PR #2114, opened 2021-10-13
fix(objReader): Fix point indexation

luciemac:
### PR and Code Checklist

### Context

OBJ file can associate a point to different texture coordinates and/or normals.
To define a vtkPolyData, those points are duplicated.
To avoid some indexation issue (ie pointIds in the OBJ file does not match the polydata pointIds), those points should be duplicated only once all the OBJ vertices are added.

### Changes

Add access to the mappingPoints object with key = original point id and value = list of duplicated points ids.

### Testing

  - **vtk.js**: 
  - **OS**: 
  - **Browser**: 


floryst:
Is this ready? Seems like this is mergeable.

finetjul:
Replaced by https://github.com/Kitware/vtk-js/pull/2119

PR #2116, opened 2021-10-13
fix(Interaction): Remove getters/setters on zoomScale

tamaynard:
### Changes
 It appears the zoomScale is overwritten on mouseDown event. I'm removing the setter/getter on this variable since it had no effect and I was able to achieve the desired behaviour (adjusting the speed of the zoom) using an alternate method that does not require any modification to the core library.


floryst:
For future searches, could you briefly describe your "alternate method"?

This revert looks good to me, given that `zoomScale` is more internal than external here.

PR #2118, opened 2021-10-14
Improve esm and ci

floryst:
### PR and Code Checklist

### Context

We really ought to not be bundling external dependencies if we don't need to. For reference: https://github.com/Kitware/react-vtk-js/issues/40

### Changes
- [ ] do not conditionally depend on TextDecoder status
- [ ] do not bundle external packages in ES build
### Results
- faster ES builds that depend on installed deps rather than bundled deps
- fix TextDecoder constant condition warning on CI 
### Testing

This does not affect vtk.js tests.

To test, run `npm run build:esm` and use npm link to install the package to test.


FezVrasta:
That's great, thanks!

rollup.config.js
```diff
@@ -95,39 +96,8 @@ export default {
       return name.replace(/^Sources[/\\]/, '');
     },
   },
-  external: [/@babel\/runtime/],
+  external: Object.keys(packageJSON.dependencies).map((name) => new RegExp(`^${name}`)),
```
FezVrasta, line 99: There's a [`rollup-plugin-auto-external`](https://www.npmjs.com/package/rollup-plugin-auto-external) that should cover more cases (such as transitive dependencies)

FezVrasta:
@jourdain I don't have much context about it, but it's better to rely on dependencies so that if the consumer app already uses one of them the final bundle size is not affected by the duplicate. In this case it's a very small one so it may not matter, but it's a good thing to keep in mind.

jourdain:
We started with a dependency that broke under our feet after years of usage. At that point we've integrated a working solution within vtk.js on which we can rely on while being tiny.

jourdain:
Yes but that happen when we "manually" updated the version to keep up with our dependencies.

rollup.config.js
floryst: I'll check it out. Thanks for the suggestion!

PR #2140, opened 2021-10-25
fix(widgets): fix paintWidget ignore keys alt, control and shift

luaceseb:
### PR and Code Checklist

### Context

The paintWidget does not follow the guidelines of ignoring the alt, control and shift keys like the other widgets. Example DistanceWidget
### Changes

- Add function ignoreKey that checks if the alt, control or shift keys are pressed

### Results

- The painting action does not work if any of the alt, control or shift keys are pressed when painting begins
### Testing

  - **vtk.js**: v20.2.1 
  - **OS**: Windows 10 
  - **Browser**: Chrome 94.0.4606.81

### DIFF
--- a/Sources/Rendering/Core/CubeAxesActor/index.js
+++ b/Sources/Rendering/Core/CubeAxesActor/index.js
@@ -682,11 +682,12 @@ function vtkCubeAxesActor(publicAPI, model) {
     publicAPI.update();
   });
 
-  publicAPI.setVisibility = macro.chain(
+  const setVisibility = macro.chain(
     publicAPI.setVisibility,
     model.pixelActor.setVisibility,
     model.tmActor.setVisibility
   );
+  publicAPI.setVisibility = (...args) => setVisibility(...args).some(Boolean);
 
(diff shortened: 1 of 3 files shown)


floryst:
Re-visiting this PR:
- @finetjul does the shape/spline widget support runtime config of ignoring actions when modifier keys are pressed?
- @luaceseb please rebase onto master and fix the listed conflicts. If @finetjul agrees that this is good moving forward, then we will merge.

finetjul:
@floryst ShapeWidget handles [`alt`, `shift` or `ctrl` modifiers](https://github.com/Kitware/vtk-js/blob/master/Sources/Widgets/Widgets3D/ShapeWidget/index.js#L17-L25). We therefore can't rely on `ignoreKeys`.
Either `ignoreKeys` must be updated whenever `modiferBehavior` is modified (there is synchronization challenge here) or `handleLeftButtonPress` should return `macro.VOID` when the current modifier is not listed in `modifierBehavior` (seems safer)

floryst:
Thanks for the update. @luaceseb please look to using modifier behaviors to implement your ignoreKey functionality.

PR #2146, opened 2021-10-28
fix(renderwindow): fix inconsistent depth mask value

finetjul:
When a scene contained only translucent actors, depth mask was never turned off before the translucent pass. This is because the renderer was setting it to true without notifying the render window.

### PR and Code Checklist

### Context

Translucent actors without opaque actor:
image

Translucent actors with opaque actors:
image

### Changes

### Results
Got the send image even without the opaque actors.
The issue with faces ordering is still there though... (different problem)

### Testing
  - **vtk.js**: master
  - **OS**: Windows
  - **Browser**: Chrome

### DIFF
--- a/Sources/Rendering/OpenGL/Actor/index.js
+++ b/Sources/Rendering/OpenGL/Actor/index.js
@@ -132,7 +132,7 @@ function vtkOpenGLActor(publicAPI, model) {
 
   publicAPI.opaquePass = (prepass, renderPass) => {
     if (prepass) {
-      model.openGLRenderWindow.enableDepthMask();
+      model.context.depthMask(true);
       publicAPI.activateTextures();
     } else if (model.activeTextures) {
       for (let index = 0; index < model.activeTextures.length; index++) {
@@ -144,7 +144,7 @@ function vtkOpenGLActor(publicAPI, model) {
   // Renders myself
   publicAPI.translucentPass = (prepass, renderPass) => {
     if (prepass) {
-      model.openGLRenderWindow.disableDepthMask();
+      model.context.depthMask(false);
       publicAPI.activateTextures();
     } else if (model.activeTextures) {
       for (let index = 0; index < model.activeTextures.length; index++) {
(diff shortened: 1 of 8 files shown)


finetjul:
> @jourdain I'm afraid that error will show up again and again, i.e.direct access to `context.depthMask(true)` instead of going through `openGLRenderWindow.enableDepthMask()`.
> 
> Can't we remove the `depthMask()` method from the `WebGLRenderingContext` object (or override it) ?

I'm thinking of doing something like that in `publicAPI.get3DContext()` (which shouldn't it public ?) instead of the current `publicAPI.enableDepthMask()`/`publicAPI.disableDepthMask()`.
```
publicAPI.get3DContext = (...) =>{
   ...
    const depthMaskFunction = result.depthMask;
    let depthMaskEnabled = result.getParameter(result.DEPTH_WRITEMASK);
    result.depthMask = (enable) => {
      if (enable !== depthMaskEnabled) {
        depthMaskFunction.call(result, enable);
        depthMaskEnabled = enable;
      }
    return result;
```
@jourdain, do you think it would be too hackish ?

jourdain:
I'm just partially following but since we wrap the canvas to get our glContext, I would be fine getting an "advanced" glContext with more methods.

But looking at your snippet of code, it does not seem fully correct unless `result.depthMask` is already a function that does not exactly behave the way you want. 

I would rather not conflict with existing method. Also, since with the glContext we are tapping into browser specific (think native) I would be worried that some browser may not allow you to edit/modify the object/existing-method they hand you (but I can be wrong). I would rather create a method `safeDepthMask()` instead.

martinken:
I get there are two goodish options here, 

1) we just always call context.depthMask(...) and remove the cached mathods

2) we try to isolate the gl context so that people cannot bypass the cached methods

Option 1 seems easier and the only downside is maybe a trivially small performance cost so I would go that route FWIW. I mean we are a long long way from caching the full opengl state on vtk.js.

finetjul:
Fair enough, I removed caching of depth mask.

martinken:
+1

Issue #2134, opened 2021-10-21
Allow arbitrary number of clipping planes in PolyDataMapper


ebrahimebrahim:
Currently only up to 6 clipping planes can be added to [PolyDataMapper](https://github.com/Kitware/vtk-js/tree/master/Sources/Rendering/OpenGL/PolyDataMapper). This is because the number has to be [hard-coded](https://github.com/Kitware/vtk-js/blob/master/Sources/Rendering/OpenGL/PolyDataMapper/index.js#L878) into the fragment shader.

We can make that number arbitrary by rebuilding the shader every time it changes. For example, the volume mapper's clipping plane loop count [is set based on the number of clipping planes](https://github.com/Kitware/vtk-js/blob/master/Sources/Rendering/OpenGL/VolumeMapper/index.js#L316).

This issue should be assigned to me.

daker:
@ebrahimebrahim it should be released, right?

ebrahimebrahim:
> @ebrahimebrahim it should be released, right?

That's right, closing, thank you

PR #2152, opened 2021-11-04
allow more than 6 clipping planes on a polydata

ebrahimebrahim:
This addresses #2134 

Look, there are eight clipping planes on this sphere:

wow8planes

And there are 30 on this one:

wow30planes

Any more than that and we run into an error during the shader linking step.
It seems that there's a limit to the amount of `varying` variables that can be used ([related discussion](https://community.khronos.org/t/link-error-could-not-pack-varying/2495)).
This actual limit might depend on hardware.

- I included in this PR the example that I made to test my code. Do we want to keep that?
- I removed a seemingly redundant/inconsistent method in `Rendering/OpenGL/ShaderProgram`.
- I noticed  that a `6` seems to be hardcoded [here](https://github.com/Kitware/vtk-js/blob/master/Sources/Rendering/OpenGL/VolumeMapper/index.js#L305-L306) in `VolumeMapper`. This is a bug, right? Should I open an issue, or just test and fix it in this PR?
- It looks like `ImageMapper` [also has a limit](https://github.com/Kitware/vtk-js/blob/master/Sources/Rendering/OpenGL/ImageMapper/index.js#L333) of 6 clipping planes. It might be just as easy of a fix as this one. Do we care about this? Should I open an issue? Just do it in this PR?

Depending on answers to above bullet points, this may be ready to be merged.

@martinken  Can you have a look please?


martinken:
Can you do a quick test for me? Mod your example to render with no clipping planes and then add some and rerender. I want to make sure the shader is getting rebuilt when the number of clipping planes is changing.

ebrahimebrahim:
> Can you do a quick test for me? Mod your example to render with no clipping planes and then add some and rerender. I want to make sure the shader is getting rebuilt when the number of clipping planes is changing.

Hmm you are right, any clipping planes I add after the first render don't seem to work.

martinken:
I think if you fix AbstractMapper to call modified() in AddClipingPlane that might fix the issue as that will mark the mapper as modified.

ebrahimebrahim:
> I think if you fix AbstractMapper to call modified() in AddClipingPlane that might fix the issue as that will mark the mapper as modified.

Yup that worked, thank you! The shader now rebuilds each time as I add clipping planes one by one starting from zero.

ebrahimebrahim:
Some remaining items to address before merging:

- [ ] add a test of mesh clipping, including adding planes
- [ ] keep example but prepend directory with underscore to prevent it from being published to webpage
- [ ] Should I make `VolumeMapper` and `ImageMapper` changes and include them in this PR? If yes, do that.

ebrahimebrahim:
Added a test to cover two things:
- Many clipping planes (> 6, which was a previous limit)
- Rendering with no clipping planes, then adding clipping planes, then rendering again with them included. This used to be broken, because the shaders weren't getting rebuilt when clipping planes get introduced.

This should be ready to be reviewed and merged.

ebrahimebrahim:
@martinken This should be ready for review

martinken:
Only question is am I seeing correctly that the example is named _Mesh... ?  Is the underscore supposed to be there?

ebrahimebrahim:
> Only question is am I seeing correctly that the example is named _Mesh... ? Is the underscore supposed to be there?

Yes it was suggested to add the underscore to prevent the example from being published

ebrahimebrahim:
Oops I just noticed I kept `test.only` in my test. Don't merge yet!

martinken (approved):
+1 pending CI

PR #2158, opened 2021-11-10
feat(vtkImageData.computeHistogram): added number of pixels involved

jadh4v:
Added number of pixels involved in the computations to the return array of `computeHistogram()`.

Added the number of pixels involved in the calculation of the various values as part of the return
object, to fulfill an application side requirement. It also makes sense to have this information returned
since the function takes a mask/stencil style function as input.

Corrected the equation for variance. Returned values for variance and standard deviation were
previously wrong.

Added test cases for `vtkImageData.computeHistogram`.

### PR and Code Checklist

### Changes

### Testing

  - **vtk.js**:  master
  - **OS**:  Windows 10 pro, version: 21H1 build: 19043.1288
  - **Browser**:  Chrome 95.0.4638.69

Attn: @agirault @floryst @jourdain


agirault:
Suggestion (not required): would ideally want those two changes (variance & count) to be different commits.

Are there tests for the histogram? 
* If not, could you add one?
* If yes, could you update it to show the variance was wrong, and is now right?

Ty

Sources/Common/DataModel/ImageData/index.js
```diff
@@ -410,7 +410,7 @@ function vtkImageData(publicAPI, model) {
     }
 
     const average = inum > 0 ? isum / inum : 0;
-    const variance = sumOfSquares - average * average;
+    const variance = Math.abs(sumOfSquares / inum - average * average);
```
agirault, line 413: @dzenanz do you mind reviewing that this is accurate? ty

dzenanz: Taking absolute value is not needed, because sum of squares is guaranteed to be larger than square of average. But I believe the formula is now correct.

jadh4v:
Done!
1. Created two separate commits for the bug fix and adding count to return.
2. Added test cases. There were no test cases for vtkImageData. Added a new file at Common/DataModel/ImageData/test/.

Sources/Common/DataModel/ImageData/index.js
dzenanz: I later realized numerical considerations were probably the reason for that.

floryst: If we're checking the `inum > 0` case for the average calculation, best to do it here as well.

jadh4v: Added check for `inum`, and a test case to cover that possibility.

floryst:
LGTM

agirault (approved):
Ty 🚀

PR #2164, opened 2021-11-16
docs(breaking_changes): document that Node 10 support has been droppe…

finetjul:
…d in 19.3.0

### PR and Code Checklist

### Context
It was not documented that node 10 is no longer supported.

### Changes

### Testing
  - **vtk.js**: master -->
  - **OS**: Windows 10
  - **Browser**: Chrome


daker:
@floryst don't you think that adding a `.nvmrc` file would be a good idea for that?

floryst:
I like that idea. vtk.js targets the LTS versions (maintenance + active), so we can specify that for folks who use nvm. (Assuming they remember to run `nvm use`.)

@finetjul if you also think it's a good idea, then it'll be good to run `echo 'lts/*' > .nvmrc` and add that to this PR.

finetjul:
@floryst I have no idea what nvmrc is for but I trust you. I added the file like requested

daker:
@finetjul nvm is a version manager for node.js, it allows you to use multiple node.js installation on a same system, and .nvmrc is file that will tell nvm what node version the project is using.

On the other side, i am not sure why your .nvmrc is a binary file, it should be a text file.

https://github.com/nvm-sh/nvm#nvmrc

finetjul:
@daker gotcha, thanks for the explanation

file was detected as binary because it was UTF-16. I converted it to UTF-8

floryst:
LGTM

PR #2165, opened 2021-11-17
feat(macros.js): add a toJSON method to vtkObject publicAPI

Julesdevops:
The toJSON method simply returns the result of publicAPI.getState()
It allow user to call JSON.stringify directly on a vtkObject instead of doing JSON.stringify(vtkObject.getState())

### PR and Code Checklist

### Context
To serialize an object to JSON you have to use JSON.stringify(vtkObj.getState())

### Changes
Now we can use JSON.stringify(vtkObj) and we will get the same result.

### Testing
  - **vtk.js**: 
  - **OS**: 
  - **Browser**:

### DIFF
--- a/Sources/Filters/General/AppendPolyData/test/testAppendPolyData.js
+++ b/Sources/Filters/General/AppendPolyData/test/testAppendPolyData.js
@@ -66,9 +66,8 @@ test('Test vtkAppendPolyData execution', (t) => {
 });
 
 test('Test addInputData edge case', (t) => {
-  const gc = testUtils.createGarbageCollector(t);
-  const appender = gc.registerResource(vtkAppendPolyData.newInstance());
-  const input = gc.registerResource(vtkPolyData.newInstance());
+  const appender = vtkAppendPolyData.newInstance();
+  const input = vtkPolyData.newInstance();
 
   appender.addInputData(input);
   const output = appender.getOutputData();
@@ -76,7 +75,7 @@ test('Test addInputData edge case', (t) => {
   t.ok(input === output, 'Single add input matches output');
   t.ok(appender.getNumberOfInputPorts() === 1, 'Expect 1 port after 1 add');
 
-  const input2 = gc.registerResource(vtkPolyData.newInstance());
+  const input2 = vtkPolyData.newInstance();
   appender.addInputData(input2);
   const output2 = appender.getOutputData();
 
--- a/Sources/macros.js
+++ b/Sources/macros.js
@@ -195,7 +195,7 @@ function enumToString(e, value) {
 }
 
 function getStateArrayMapFunc(item) {
-  if (item.isA) {
+  if (item && item.isA) {
     return item.getState();
   }
   return item;
@@ -331,6 +331,9 @@ export function obj(publicAPI = {}, model = {}) {
 
   // Add serialization support
   publicAPI.getState = () => {
+    if (model.deleted) {
+      return null;
+    }
     const jsonArchive = { ...model, vtkClass: publicAPI.getClassName() };
 
     // Convert every vtkObject to its serializable form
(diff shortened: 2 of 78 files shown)


Sources/macros.js
```diff
@@ -391,6 +391,12 @@ export function obj(publicAPI = {}, model = {}) {
     publicAPI.modified();
   };
 
+  // This function will get called when one invoke JSON.stringify(vtkObject)
+  // JSON.stringify will only stringify the return value of this function
+  publicAPI.toJSON = function vtkObjToJSON() {
```
jourdain, line 396: why not write `publicAPI.toJSON = publicAPI.getState`

finetjul: if `getState()` get overriden in subclass

jourdain: Make sense...

floryst:
Tests are hanging for some reason. Can you isolate the test and verify that it runs locally?

Julesdevops:
> Tests are hanging for some reason. Can you isolate the test and verify that it runs locally?

Tests are running fine locally ; Do you want me to create a whole new test/test file for this ?

finetjul:
Failing tests seem to be due to WidgetManagerTest

finetjul:
@jourdain WDYT about the solution to fix infinitely recursive `getState()` ? I'm not a big fan (especially for `_parentProp` in `vtkProp`), but if that's fine with you, I'm good with it. Another option would be to use "unique references" to already serialized objects to avoid infinite recursions...

Sources/Filters/General/AppendPolyData/test/testAppendPolyData.js
```diff
@@ -66,17 +66,16 @@ test('Test vtkAppendPolyData execution', (t) => {
 });
 
 test('Test addInputData edge case', (t) => {
-  const gc = testUtils.createGarbageCollector(t);
-  const appender = gc.registerResource(vtkAppendPolyData.newInstance());
```
jourdain, line 70: Why do you remove the GC in that test?

finetjul: It is not an asynchronous test, hence there is no need for GC. Did I miss something ?

finetjul:
Thanks for your review.

Ok for `macro.moveToPrivate()`. We could rename it to `macro.private` (to be more consistant with `macro.get` and `macro.set` ?)

We could also handle in `moveToPrivate()` the "_" prefix renaming of set/get accessors ? Or is it fine to leave the renaming to `capitalize()`? My motivation to handle the set/get renaming in `moveToPrivate()` is that the usefulness of `moveToPrivate()` is not very obvious because it will work fine without it for most of the times. I'm afraid developers will forget it. They won't forget it if they need accessors.

Btw, `capitalize()` works fine (i.e. `_interactor` -> `Interactor` and `interactor` -> `Interactor`), but `uncapitalize()` is more limited (i.e. `Interactor` -> `interactor`, it will never do `Interactor` -> `_interactor`).

jourdain:
I was limiting the use of `moveToPrivate` to only rename key in dict if available. 

Not all private var should have set/get. But extending set/get macro to better handle them make sense.

Sources/Filters/General/AppendPolyData/test/testAppendPolyData.js
finetjul: Are you saying ALL tests must use testUtils GarbageCollector ?

jourdain: Yes otherwise, the canvas stay around (as nobody delete them) and we run out of available one.  The gc in test help to clear things between tests.

jourdain: I mean the rendering ones. Having leaks in test with objects is not a big deal, but gl canvas are limited to 16 or something like that.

■ Exercise prompt
Copy every line of the records above that holds the word "depthMaskEnabled".

■ Finished exercise
    let depthMaskEnabled = result.getParameter(result.DEPTH_WRITEMASK);
      if (enable !== depthMaskEnabled) {
        depthMaskEnabled = enable;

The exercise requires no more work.